A California judge said Friday that Apple must stop restricting developers from directing users away from in-app purchasing, a move that could let developers avoid the company’s 30 percent cut it takes on some sales.
Apple shares fell more than 3 percent after US District Judge Yvonne Gonzalez Rogers ordered the injunction, which was requested in a high-profile case between Fortnite maker Epic Games and Apple.
In her full decision, Rogers stopped short of calling Apple a monopoly, noting that “success is not illegal.”
But, she added, the company “is engaging in anti-competitive conduct under California’s competition laws.”
“The Court concludes that Apple’s anti-steering provisions hide critical information from consumers and illegally stifle consumer choice,” Rogers wrote. “When coupled with Apple’s incipient antitrust violations, these anti-steering provisions are anticompetitive and a nationwide remedy to eliminate those provisions is warranted.”
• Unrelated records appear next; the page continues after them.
PR #182, opened 2016-12-14
Clusterinfo v2 payload changes and adding the new credentials api

anumahadevan:
Integrating the multicloud supported v2 api payload in the clusterinfov2. Also added changes for new account credentials api and instance info api.


qds_sdk/cluster.py
```diff
@@ -1168,6 +1214,217 @@ def minimal_payload(self):
...
+    def set_monitoring(self, ganglia=None, datadog_api_token=None, datadog_app_token=None):
+        self.monitoring['ganglia'] = ganglia
+        self.set_datadog_settings(datadog_api_token, datadog_app_token)
+
+    def set_datadog_settings(self, datadog_api_token=None, datadog_app_token=None):
+        self.monitoring['datadog'] = {}
+        self.monitoring['datadog']['datadog_api_token'] = datadog_api_token
+        self.monitoring['datadog']['datadog_app_token'] = datadog_app_token
+
+    def set_internal(self, spark_s3_package_name=None, zeppelin_s3_package_name=None, zeppelin_interpreter_mode=None,
```
vogxn: Suggest removing the internal section from being edited by the SDK. Ideally we leave debug hooks here that should not be exposed to typical users of the SDK. WDYT?

qds_sdk/cluster.py
```diff
@@ -1168,6 +1214,217 @@ def minimal_payload(self):
...
+        self.engine_config['spark_settings']['spark_version'] = spark_version
+        self.engine_config['spark_settings']['custom_spark_config'] = custom_spark_config
+
+    def set_airflow_settings(self, dbtap_id=None, fernet_key=None, overrides=None):
+        self.engine_config['airflow_settings'] = {}
+        self.engine_config['airflow_settings']['dbtap_id'] = dbtap_id
+        self.engine_config['airflow_settings']['fernet_key'] = fernet_key
+        self.engine_config['airflow_settings']['overrides'] = overrides
+
+    def set_monitoring(self, ganglia=None, datadog_api_token=None, datadog_app_token=None):
```
vogxn: If the ganglia option is a boolean, let's call it `enable_ganglia`. Conveys what argument should be passed correctly.

qds_sdk/cluster.py
```diff
@@ -1168,6 +1214,217 @@ def minimal_payload(self):
...
+            except Exception as e:
+                raise Exception("Invalid JSON string for custom ec2 tags: %s" % e.message)
+        self.set_data_disk(size, count, type, upscaling_config, encryption)
+        self.cluster_info['heterogeneous_config'] = heterogeneous_config
+        self.cluster_info['slave_request_type'] = slave_request_type
+        self.set_spot_settings(maximum_bid_price_percentage, timeout_for_request,
+                                        maximum_spot_instance_percentage, stable_maximum_bid_price_percentage,
+                                        stable_timeout_for_request, stable_allow_fallback)
+
+    def set_spot_settings(self, maximum_bid_price_percentage=None, timeout_for_request=None,
```
vogxn: If I call `set_spot_settings(..)` followed by `set_cluster_information(..)` without the spot settings specified. We'll end up overwriting, correct? Is that desirable? Similar problems will happen when you make a member method of this class implicitly from within another member method that takes a super set of arguments.

qds_sdk/cluster.py
```diff
@@ -1168,6 +1214,217 @@ def minimal_payload(self):
...
+    def set_stable_spot_bid_settings(self, stable_maximum_bid_price_percentage=None,
+                          stable_timeout_for_request=None, stable_allow_fallback=None):
+        self.cluster_info['spot_settings']['stable_spot_bid_settings'] = {}
+        self.cluster_info['spot_settings']['stable_spot_bid_settings']['stable_maximum_bid_price_percentage'] = stable_maximum_bid_price_percentage
+        self.cluster_info['spot_settings']['stable_spot_bid_settings']['stable_timeout_for_request'] = stable_timeout_for_request
+        self.cluster_info['spot_settings']['stable_spot_bid_settings']['stable_allow_fallback'] = stable_allow_fallback
+
+    def set_data_disk(self, size=None, count=None, type=None, upscaling_config=None, encryption=None):
+        self.cluster_info['datadisk'] = {}
+        self.cluster_info['datadisk']['size'] = size
```
vogxn: Should `size` and `count` be integers?

qds_sdk/cluster.py
```diff
@@ -1168,6 +1214,217 @@ def minimal_payload(self):
...
+        self.cluster_info['datadisk']['count'] = count
+        self.cluster_info['datadisk']['type'] = type
```
vogxn: Don't use `type` as a field name. That shadows the built-in Python `type` and can undesirable effects.

qds_sdk/cluster.py
```diff
@@ -1168,6 +1214,217 @@ def minimal_payload(self):
...
+        self.cluster_info['spot_settings']['spot_instance_settings']['maximum_spot_instance_percentage'] = maximum_spot_instance_percentage
+
+    def set_stable_spot_bid_settings(self, stable_maximum_bid_price_percentage=None,
+                          stable_timeout_for_request=None, stable_allow_fallback=None):
+        self.cluster_info['spot_settings']['stable_spot_bid_settings'] = {}
+        self.cluster_info['spot_settings']['stable_spot_bid_settings']['stable_maximum_bid_price_percentage'] = stable_maximum_bid_price_percentage
+        self.cluster_info['spot_settings']['stable_spot_bid_settings']['stable_timeout_for_request'] = stable_timeout_for_request
+        self.cluster_info['spot_settings']['stable_spot_bid_settings']['stable_allow_fallback'] = stable_allow_fallback
+
+    def set_data_disk(self, size=None, count=None, type=None, upscaling_config=None, encryption=None):
```
vogxn: Encryption is a boolean right? Argument name should be changed

qds_sdk/cluster.py
```diff
@@ -24,7 +24,7 @@ class Cluster(Resource):
     """
 
     rest_entity_path = "clusters"
-    api_version = "v1.2"
+    api_version = "v1.3"
```
tanishgupta1: Is this change necessary ?
If the default was v1.2 and we changed it to v1.3 then the apis which are written by customers might fail.

vogxn: I am pretty sure it is impossible to use the cluster API as it is exposed from the SDK today. There are way too many options to setup. This change overall affects only the quality team within Qubole. :)

qds_sdk/cluster.py
anumahadevan: Yes thanks, will fix that

qds_sdk/cluster.py
tanishgupta1: Just for knowledge. So this change will go to unreleased branch and later on this will be merge to master. So for unreleased branch it will affect quality team only but once it is merge to master it will be used by everyone ?

vogxn: @anumahadevan this will cause the builds of our CI to also use the unreleased branch. And since the tests currently run from master branch this could potentially cause problems? Since the test factory work is still unmerged.

sourabh912:
@anumahadevan : There are no unit tests for v2 apis. Would be great if you can add them.

qds_sdk/cluster.py
sourabh912: If we are changing the default version to 1.3, then we would need to make changes at other places as well for example in `qds.py`, `qubole.py`. Also we need to update comments at various places in the code.

qds_sdk/cluster.py
```diff
@@ -24,7 +24,7 @@ class Cluster(Resource):
     """
 
     rest_entity_path = "clusters"
-    api_version = "v1.2"
```
sourabh912: This api_version is useless I guess. 

We pass the appropriate version from `qds.py`.

qds_sdk/cluster.py
```diff
@@ -66,9 +66,10 @@ def list(cls, state=None):
         Returns:
             List of clusters satisfying the given criteria
         """
-        conn = Qubole.agent()
+        conn = Qubole.agent(version=Cluster.api_version)
```
sourabh912: If we change the default version to v1.3 at all places, then we would not need this change. 
Also I think we pass the version info to various fns of class `Cluster` via qds.py. For example check `update()`, `clone()`

qds_sdk/cluster.py
sourabh912: @anumahadevan : I would suggest to not change the default api version in this PR unless there is a strong reason to do so. 
We can do the version change in a separate PR.

qds_sdk/account.py
```diff
@@ -94,7 +94,7 @@ def branding(args):
         return result
 
 class Account(SingletonResource):
-    credentials_rest_entity_path = "accounts/get_creds"
+    credentials_rest_entity_path = "accounts/creds"
```
sourabh912: What is the motivation for this change ? 
It this change is irrelevant to this PR, then lets take it up in a separate PR.

qds_sdk/cluster.py
```diff
@@ -383,27 +310,276 @@ def _parse_create_update(cls, args, action, api_version):
...
+                                                    default=None,
+                                                    help="Fallback to on-demand nodes if spot nodes" +
+                                                         " could not be obtained. Valid only if slave_request_type is spot", )
+            fallback_to_ondemand_group.add_argument("--no-fallback-to-ondemand",
+                                                    dest="fallback_to_ondemand",
+                                                    action="store_false",
+                                                    default=None,
+                                                    help="Dont Fallback to on-demand nodes if spot nodes" +
+                                                         " could not be obtained. Valid only if slave_request_type is spot", )
+            if api_version == 1.3:
```
sourabh912: Why are we checking the api version here since we are already inside `api_version == 1.3` (Line: 328)

qds_sdk/cluster.py
```diff
@@ -1169,6 +1350,324 @@ def minimal_payload(self):
...
+                raise Exception("Invalid JSON string for custom ec2 tags: %s" % e.message)
+
+        self.cluster_info['heterogeneous_config'] = heterogeneous_config
+        self.cluster_info['slave_request_type'] = slave_request_type
+
+
+    def set_spot_instance_settings(self, maximum_bid_price_percentage=100, timeout_for_request=10,
+                          maximum_spot_instance_percentage=50):
+        self.cluster_info['spot_settings']['spot_instance_settings'] = {}
+        self.cluster_info['spot_settings']['spot_instance_settings']['maximum_bid_price_percentage'] = maximum_bid_price_percentage
```
sourabh912: nit: Please split these statements in two lines.

qds_sdk/account.py
anumahadevan: This is relevant to the multicloud initiative. The get_creds api is replaced by creds api as a part of multicloud efforts.

qds_sdk/cluster.py
anumahadevan: We need these statements only for 1.3 version. We are inside the if statement which checks api_version >= 1.3 which includes v2.0 also.

qds_sdk/cluster.py
anumahadevan: Ok sure.

qds_sdk/commands.py
```diff
@@ -228,9 +228,9 @@ def get_results(self, fp=sys.stdout, inline=True, delim=None, fetch=True):
         else:
             if fetch:
                 storage_credentials = conn.get(Account.credentials_rest_entity_path)
-                boto_conn = boto.connect_s3(aws_access_key_id=storage_credentials['storage_access_key'],
-                                            aws_secret_access_key=storage_credentials['storage_secret_key'],
-                                            security_token = storage_credentials['session_token'])
+                boto_conn = boto.connect_s3(aws_access_key_id=storage_credentials.get('storage_config').get('access_key'),
```
abhisheksr8: @anumahadevan this wont work with v1.2 and v1.3, we should make it backward compatible

qds_sdk/account.py
abhisheksr8: @anumahadevan this fails if user tries v1.2, also tried this with v2 and is failing at this endpoint

qds_sdk/commands.py
anumahadevan: Account apis still use only v1.2. So here we are making use of the more cloud agnostic API (/creds) instead of get_creds API. The api change will be pushed into production with r40. It might not work with api.qubole.com now.

sourabh912:
@anumahadevan: I have merged this PR into `multicloud` branch in Qubole's repo.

Despite the order to ease its restrictions on in-app purchases, Rogers ruled in favor of Apple on nine of 10 counts.
Rogers sided with Apple in ruling that Epic breached its contract with Apple when it let Fortnite users pay it directly, refusing to go through Apple.
The judge’s injunction order takes effect in 90 days, but Apple will likely seek to block it before then and appeal the matter.
Representatives for Apple and Epic did not immediately return The Post’s requests for comment.
The ruling is major setback for Apple, which made more than $64 billion in gross sales last year from the App Store alone.
The ruling could impact other companies, like Google, that also operate their own app stores. Epic is currently in a similar lawsuit with Google for commissions on its Android system.
Shares of Google fell about 1 percent after the judge’s decision was issued.